*** Data for this exercise Section Begins ***

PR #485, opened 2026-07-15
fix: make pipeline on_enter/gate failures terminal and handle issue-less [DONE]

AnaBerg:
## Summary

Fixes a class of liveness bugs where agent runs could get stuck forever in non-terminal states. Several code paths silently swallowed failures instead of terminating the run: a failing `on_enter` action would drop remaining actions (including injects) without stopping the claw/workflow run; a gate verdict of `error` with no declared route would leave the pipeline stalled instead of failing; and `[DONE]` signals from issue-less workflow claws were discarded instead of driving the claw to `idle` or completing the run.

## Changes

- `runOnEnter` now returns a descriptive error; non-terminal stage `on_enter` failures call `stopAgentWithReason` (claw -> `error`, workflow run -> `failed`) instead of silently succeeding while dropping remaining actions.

*** Data for this exercise Section Ends ***
*** Data for this exercise Section Begins ***

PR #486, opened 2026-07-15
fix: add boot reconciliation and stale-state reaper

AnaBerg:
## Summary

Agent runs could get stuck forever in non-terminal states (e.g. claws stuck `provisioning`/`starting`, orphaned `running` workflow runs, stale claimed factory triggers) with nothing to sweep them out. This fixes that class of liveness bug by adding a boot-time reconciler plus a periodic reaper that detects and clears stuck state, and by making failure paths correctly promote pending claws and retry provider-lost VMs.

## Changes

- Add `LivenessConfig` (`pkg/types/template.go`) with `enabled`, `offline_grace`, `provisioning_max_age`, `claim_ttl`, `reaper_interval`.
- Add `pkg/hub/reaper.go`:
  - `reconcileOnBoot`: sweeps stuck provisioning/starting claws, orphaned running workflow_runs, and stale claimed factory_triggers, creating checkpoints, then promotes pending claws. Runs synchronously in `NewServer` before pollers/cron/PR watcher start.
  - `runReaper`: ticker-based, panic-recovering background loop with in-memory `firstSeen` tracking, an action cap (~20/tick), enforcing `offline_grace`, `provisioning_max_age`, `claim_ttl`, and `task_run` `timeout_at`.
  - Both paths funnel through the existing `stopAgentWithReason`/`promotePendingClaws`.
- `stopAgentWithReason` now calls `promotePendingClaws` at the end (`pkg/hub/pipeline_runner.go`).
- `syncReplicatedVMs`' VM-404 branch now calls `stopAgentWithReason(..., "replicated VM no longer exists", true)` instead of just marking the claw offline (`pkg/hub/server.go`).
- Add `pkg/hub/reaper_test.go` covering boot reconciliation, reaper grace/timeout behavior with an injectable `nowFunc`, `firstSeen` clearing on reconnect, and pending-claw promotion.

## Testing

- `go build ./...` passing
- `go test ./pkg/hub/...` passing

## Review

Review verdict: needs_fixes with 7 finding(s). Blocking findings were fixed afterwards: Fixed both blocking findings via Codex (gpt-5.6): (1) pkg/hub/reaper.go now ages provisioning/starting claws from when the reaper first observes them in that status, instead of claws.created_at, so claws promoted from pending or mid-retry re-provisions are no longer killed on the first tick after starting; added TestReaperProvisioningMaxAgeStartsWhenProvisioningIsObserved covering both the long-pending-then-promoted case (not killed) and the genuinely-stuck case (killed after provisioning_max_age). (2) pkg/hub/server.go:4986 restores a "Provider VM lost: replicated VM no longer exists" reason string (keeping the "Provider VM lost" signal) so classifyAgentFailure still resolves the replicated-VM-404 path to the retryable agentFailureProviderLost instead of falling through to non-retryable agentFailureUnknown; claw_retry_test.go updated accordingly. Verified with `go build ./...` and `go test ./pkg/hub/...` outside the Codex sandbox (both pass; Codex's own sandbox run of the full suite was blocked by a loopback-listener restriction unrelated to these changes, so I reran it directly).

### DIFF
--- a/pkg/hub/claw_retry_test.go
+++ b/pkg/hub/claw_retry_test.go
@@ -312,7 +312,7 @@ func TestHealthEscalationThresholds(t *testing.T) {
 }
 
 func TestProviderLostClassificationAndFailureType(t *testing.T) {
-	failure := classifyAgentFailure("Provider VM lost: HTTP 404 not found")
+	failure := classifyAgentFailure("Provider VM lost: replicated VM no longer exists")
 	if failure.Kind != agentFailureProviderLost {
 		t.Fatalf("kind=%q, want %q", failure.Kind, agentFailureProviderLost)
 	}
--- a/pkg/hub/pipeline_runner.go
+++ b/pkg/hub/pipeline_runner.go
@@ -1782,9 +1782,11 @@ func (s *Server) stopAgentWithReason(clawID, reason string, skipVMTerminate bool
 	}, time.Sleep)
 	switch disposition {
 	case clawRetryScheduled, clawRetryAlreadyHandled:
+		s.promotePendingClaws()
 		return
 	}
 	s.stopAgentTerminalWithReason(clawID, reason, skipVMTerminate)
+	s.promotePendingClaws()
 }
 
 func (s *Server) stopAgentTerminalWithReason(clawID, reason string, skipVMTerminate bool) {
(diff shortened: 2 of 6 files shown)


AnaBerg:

*** Data for this exercise Section Ends ***

Problem -> Starting at the line that contains "Review verdict: needs_fixes" and stopping after the line that contains "func TestProviderLostClassificationAndFailureType(t *testing.T)", write out every line exactly as it appears above, and no other line.

Answer space ->
Review verdict: needs_fixes with 7 finding(s). Blocking findings were fixed afterwards: Fixed both blocking findings via Codex (gpt-5.6): (1) pkg/hub/reaper.go now ages provisioning/starting claws from when the reaper first observes them in that status, instead of claws.created_at, so claws promoted from pending or mid-retry re-provisions are no longer killed on the first tick after starting; added TestReaperProvisioningMaxAgeStartsWhenProvisioningIsObserved covering both the long-pending-then-promoted case (not killed) and the genuinely-stuck case (killed after provisioning_max_age). (2) pkg/hub/server.go:4986 restores a "Provider VM lost: replicated VM no longer exists" reason string (keeping the "Provider VM lost" signal) so classifyAgentFailure still resolves the replicated-VM-404 path to the retryable agentFailureProviderLost instead of falling through to non-retryable agentFailureUnknown; claw_retry_test.go updated accordingly. Verified with `go build ./...` and `go test ./pkg/hub/...` outside the Codex sandbox (both pass; Codex's own sandbox run of the full suite was blocked by a loopback-listener restriction unrelated to these changes, so I reran it directly).

### DIFF
--- a/pkg/hub/claw_retry_test.go
+++ b/pkg/hub/claw_retry_test.go
@@ -312,7 +312,7 @@ func TestHealthEscalationThresholds(t *testing.T) {
 }
 
 func TestProviderLostClassificationAndFailureType(t *testing.T) {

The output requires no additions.